Observe that $i=e^{i\frac{\pi}{2}}$. Then \begin{align*} z_3=-\frac{4}{3}i=-\frac{4}{3}e^{i\frac{\pi}{2}}. \end{align*} But this is not the good form as $-\frac{4}{3} < 0$. To overcome this obstacle we write $(-1)=e^{i\pi}$, so that \begin{align*} z_3&=\frac{4}{3}e^{i\pi} e^{i\frac{\pi}{2}}\cr &= \frac{4}{3} e^{i\frac{3\pi}{2}} \end{align*} We need a representation with a principal argument.
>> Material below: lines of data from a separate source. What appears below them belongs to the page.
PR #260, opened 2020-12-23
Incorporate ontology review for REVIEW

glguy:
Note that while Dave proposed removing `governedBy` because it was already covered by properties of REQUIREMENT that in Turnstile governedBy was used to point to a `SPECIFICATION`. We'll need to either leave it in or figure out some other way to express what Turnstile says.

### DIFF
--- a/RACK-Ontology/ontology/REVIEW.sadl
+++ b/RACK-Ontology/ontology/REVIEW.sadl
@@ -10,15 +10,24 @@
  * of the Defense Advanced Research Projects Agency (DARPA).
  */
 
+/************** edit history *****************
+  *
+  * dwa - 11 Nov 2020 - reduced cardinality of several
+  * dwa - 11 Nov 2020 - removed incorrect associations
+  * dwa - 11 Nov 2020 - removed unnecessary subclassing
+  *
+  *********************************************/
+
 uri "http://arcos.rack/REVIEW" alias Rv.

We then write $e^{i\frac{3\pi}{2}}=e^{i\frac{4\pi-\pi}{2}}$. Thus \begin{align*} z_3=\frac{4}{3} e^{i\frac{-\pi}{2}}=\frac{4}{3} \left(\cos(\frac{-\pi}{2})+i\sin(\frac{-\pi}{2})\right). \end{align*}

Exercise: Solve the equation $z^2=1+i$.

Solution: We recall that if $\alpha= r e^{i\theta}$ (here $r>0$ and $\theta$ is a principal argument of $\alpha$), then the complex equation $z^2=\alpha$ has two roots: \begin{align*}z_1&=\sqrt{r}e^{i\frac{\theta}{2}}\;\text{and,}\cr z_2&=\sqrt{r}e^{i\left(\frac{\theta}{2}+\pi\right)}\end{align*} On the other hand, if we write $z$ and $\alpha$ is the algebraic form $z=x+iy$ and $\alpha=a+i b$ then using the fact that $z^2=x^2-y^2+i (2xy),$ we obatin \begin{align*} x^2-y^2=a,\quad 2xy=b. \end{align*} It suffices then to solve the above system to obtain $z$. After a small effort we obtain \begin{align*} |x|=\sqrt{\frac{\sqrt{a^2+b^2}+a}{2}},\quad |y|=\sqrt{\frac{\sqrt{a^2+b^2}-a}{2}}. \end{align*} (to determine $x$ and $y$ we shall remark that the sign of the product $xy$ is the same as the sign of $b$, this is very important!!!).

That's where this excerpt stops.